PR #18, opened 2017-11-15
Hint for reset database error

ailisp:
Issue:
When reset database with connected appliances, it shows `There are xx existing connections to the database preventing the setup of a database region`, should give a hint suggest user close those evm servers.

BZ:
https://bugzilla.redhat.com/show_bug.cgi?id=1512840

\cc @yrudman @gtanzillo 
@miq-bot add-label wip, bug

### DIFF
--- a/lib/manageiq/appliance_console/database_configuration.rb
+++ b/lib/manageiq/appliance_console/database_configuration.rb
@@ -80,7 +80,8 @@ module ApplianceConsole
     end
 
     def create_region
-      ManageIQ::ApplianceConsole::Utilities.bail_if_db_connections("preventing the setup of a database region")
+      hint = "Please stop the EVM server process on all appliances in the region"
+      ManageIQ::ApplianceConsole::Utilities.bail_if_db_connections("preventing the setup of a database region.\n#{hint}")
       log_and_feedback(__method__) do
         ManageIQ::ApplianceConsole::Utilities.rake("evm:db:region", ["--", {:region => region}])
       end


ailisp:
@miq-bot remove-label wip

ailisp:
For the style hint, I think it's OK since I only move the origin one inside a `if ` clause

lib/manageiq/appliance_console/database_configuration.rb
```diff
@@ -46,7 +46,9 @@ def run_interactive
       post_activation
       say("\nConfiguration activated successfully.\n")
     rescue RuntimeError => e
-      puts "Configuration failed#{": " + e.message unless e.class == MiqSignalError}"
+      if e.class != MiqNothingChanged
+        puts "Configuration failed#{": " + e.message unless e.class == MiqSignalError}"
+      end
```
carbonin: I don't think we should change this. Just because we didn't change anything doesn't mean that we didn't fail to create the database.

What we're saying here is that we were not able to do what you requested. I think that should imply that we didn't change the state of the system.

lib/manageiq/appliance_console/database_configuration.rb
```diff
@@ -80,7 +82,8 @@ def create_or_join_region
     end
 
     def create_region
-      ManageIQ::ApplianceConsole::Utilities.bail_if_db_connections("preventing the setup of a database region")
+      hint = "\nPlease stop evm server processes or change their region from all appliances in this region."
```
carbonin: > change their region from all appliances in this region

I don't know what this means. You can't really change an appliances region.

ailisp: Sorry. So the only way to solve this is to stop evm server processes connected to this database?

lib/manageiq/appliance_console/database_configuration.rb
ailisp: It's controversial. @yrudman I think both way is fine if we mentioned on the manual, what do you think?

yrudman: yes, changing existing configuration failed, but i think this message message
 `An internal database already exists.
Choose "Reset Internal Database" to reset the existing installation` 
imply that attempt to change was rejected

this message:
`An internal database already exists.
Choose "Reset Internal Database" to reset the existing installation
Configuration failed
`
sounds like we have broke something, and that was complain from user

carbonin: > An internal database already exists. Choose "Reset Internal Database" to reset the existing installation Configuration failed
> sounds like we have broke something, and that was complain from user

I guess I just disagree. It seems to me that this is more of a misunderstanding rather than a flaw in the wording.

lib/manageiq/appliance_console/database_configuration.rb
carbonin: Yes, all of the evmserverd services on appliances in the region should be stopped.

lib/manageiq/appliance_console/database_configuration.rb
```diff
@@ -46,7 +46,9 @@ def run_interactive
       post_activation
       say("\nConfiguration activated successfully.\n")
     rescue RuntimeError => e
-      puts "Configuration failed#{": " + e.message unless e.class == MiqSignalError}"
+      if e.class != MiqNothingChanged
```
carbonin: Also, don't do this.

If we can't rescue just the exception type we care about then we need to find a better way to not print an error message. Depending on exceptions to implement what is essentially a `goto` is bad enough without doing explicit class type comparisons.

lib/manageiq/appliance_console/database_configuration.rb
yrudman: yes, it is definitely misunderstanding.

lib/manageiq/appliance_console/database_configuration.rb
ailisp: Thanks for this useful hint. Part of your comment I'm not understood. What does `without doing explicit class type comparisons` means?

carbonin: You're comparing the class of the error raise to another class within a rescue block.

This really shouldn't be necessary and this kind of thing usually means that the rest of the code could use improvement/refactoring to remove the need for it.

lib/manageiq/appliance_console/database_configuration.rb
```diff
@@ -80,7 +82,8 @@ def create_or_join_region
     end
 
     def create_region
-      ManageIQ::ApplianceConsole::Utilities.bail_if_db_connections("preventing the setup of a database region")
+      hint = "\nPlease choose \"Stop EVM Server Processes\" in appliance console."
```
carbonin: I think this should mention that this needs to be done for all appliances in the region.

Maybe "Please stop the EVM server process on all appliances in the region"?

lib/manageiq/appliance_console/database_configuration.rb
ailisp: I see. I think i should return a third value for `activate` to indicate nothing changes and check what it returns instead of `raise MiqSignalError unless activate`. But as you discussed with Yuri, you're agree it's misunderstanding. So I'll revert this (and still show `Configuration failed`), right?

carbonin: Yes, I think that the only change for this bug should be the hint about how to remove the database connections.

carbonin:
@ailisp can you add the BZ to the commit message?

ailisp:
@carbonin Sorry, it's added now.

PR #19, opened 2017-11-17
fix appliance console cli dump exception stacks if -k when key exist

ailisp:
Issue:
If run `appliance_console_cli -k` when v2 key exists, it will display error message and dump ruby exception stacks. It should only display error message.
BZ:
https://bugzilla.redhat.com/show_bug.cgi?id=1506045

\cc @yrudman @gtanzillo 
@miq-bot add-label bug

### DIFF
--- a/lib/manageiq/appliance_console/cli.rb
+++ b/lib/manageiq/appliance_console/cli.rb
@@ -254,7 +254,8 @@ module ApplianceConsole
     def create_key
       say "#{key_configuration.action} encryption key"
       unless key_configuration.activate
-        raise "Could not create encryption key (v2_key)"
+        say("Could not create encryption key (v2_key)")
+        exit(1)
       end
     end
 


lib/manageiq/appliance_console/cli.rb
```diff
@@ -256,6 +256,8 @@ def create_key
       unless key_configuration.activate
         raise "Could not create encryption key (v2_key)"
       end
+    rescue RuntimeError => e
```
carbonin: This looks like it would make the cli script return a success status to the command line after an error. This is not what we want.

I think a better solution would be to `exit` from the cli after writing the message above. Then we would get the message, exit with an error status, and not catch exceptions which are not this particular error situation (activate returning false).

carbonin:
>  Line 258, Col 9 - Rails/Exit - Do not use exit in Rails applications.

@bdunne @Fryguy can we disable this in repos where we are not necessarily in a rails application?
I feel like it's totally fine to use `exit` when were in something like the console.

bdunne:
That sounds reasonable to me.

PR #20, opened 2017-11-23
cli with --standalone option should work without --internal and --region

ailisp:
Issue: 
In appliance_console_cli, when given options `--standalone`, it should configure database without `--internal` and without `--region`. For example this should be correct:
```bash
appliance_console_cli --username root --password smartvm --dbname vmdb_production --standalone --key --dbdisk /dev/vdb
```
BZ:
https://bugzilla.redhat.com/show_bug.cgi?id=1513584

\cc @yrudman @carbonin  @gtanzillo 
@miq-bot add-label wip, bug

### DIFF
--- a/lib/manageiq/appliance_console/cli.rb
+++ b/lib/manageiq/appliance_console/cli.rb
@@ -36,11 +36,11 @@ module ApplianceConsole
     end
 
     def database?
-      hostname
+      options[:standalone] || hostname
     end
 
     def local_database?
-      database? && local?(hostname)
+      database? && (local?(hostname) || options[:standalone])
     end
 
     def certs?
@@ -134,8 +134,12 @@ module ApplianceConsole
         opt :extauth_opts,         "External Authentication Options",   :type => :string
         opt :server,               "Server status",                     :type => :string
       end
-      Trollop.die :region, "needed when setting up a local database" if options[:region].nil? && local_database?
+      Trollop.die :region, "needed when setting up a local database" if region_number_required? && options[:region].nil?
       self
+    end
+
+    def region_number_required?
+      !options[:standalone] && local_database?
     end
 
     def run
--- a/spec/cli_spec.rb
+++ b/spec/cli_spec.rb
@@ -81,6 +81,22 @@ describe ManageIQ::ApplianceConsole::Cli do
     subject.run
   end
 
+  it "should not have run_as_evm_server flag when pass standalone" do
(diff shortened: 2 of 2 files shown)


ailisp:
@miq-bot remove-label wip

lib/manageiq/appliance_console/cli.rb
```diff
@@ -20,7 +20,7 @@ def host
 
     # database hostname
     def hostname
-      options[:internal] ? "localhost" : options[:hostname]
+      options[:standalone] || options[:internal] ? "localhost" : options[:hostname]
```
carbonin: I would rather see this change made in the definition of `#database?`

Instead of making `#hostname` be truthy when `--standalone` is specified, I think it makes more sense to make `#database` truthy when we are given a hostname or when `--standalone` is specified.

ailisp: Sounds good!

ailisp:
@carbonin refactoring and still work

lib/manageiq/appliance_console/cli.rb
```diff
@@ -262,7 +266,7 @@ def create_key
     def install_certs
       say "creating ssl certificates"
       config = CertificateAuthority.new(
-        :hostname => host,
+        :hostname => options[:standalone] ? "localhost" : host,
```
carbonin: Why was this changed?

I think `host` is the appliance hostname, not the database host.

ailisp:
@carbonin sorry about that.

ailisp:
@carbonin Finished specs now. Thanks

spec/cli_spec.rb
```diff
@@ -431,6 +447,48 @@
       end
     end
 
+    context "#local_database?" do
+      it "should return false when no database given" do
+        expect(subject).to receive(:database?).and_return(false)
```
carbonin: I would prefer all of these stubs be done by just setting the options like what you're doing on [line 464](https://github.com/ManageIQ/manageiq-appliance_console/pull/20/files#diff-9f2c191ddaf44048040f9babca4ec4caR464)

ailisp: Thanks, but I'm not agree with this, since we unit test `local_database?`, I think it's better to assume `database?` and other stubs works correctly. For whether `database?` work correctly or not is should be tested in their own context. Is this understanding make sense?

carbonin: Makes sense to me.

• • • • • • •

*What to produce:* Only lines with the word "standalone" are wanted. Find and copy them from the records above.

*Exercise solution:*
cli with --standalone option should work without --internal and --region
In appliance_console_cli, when given options `--standalone`, it should configure database without `--internal` and without `--region`. For example this should be correct:
appliance_console_cli --username root --password smartvm --dbname vmdb_production --standalone --key --dbdisk /dev/vdb
+      options[:standalone] || hostname
+      database? && (local?(hostname) || options[:standalone])
+      !options[:standalone] && local_database?
+  it "should not have run_as_evm_server flag when pass standalone" do
+      options[:standalone] || options[:internal] ? "localhost" : options[:hostname]
Instead of making `#hostname` be truthy when `--standalone` is specified, I think it makes more sense to make `#database` truthy when we are given a hostname or when `--standalone` is specified.
+        :hostname => options[:standalone] ? "localhost" : host,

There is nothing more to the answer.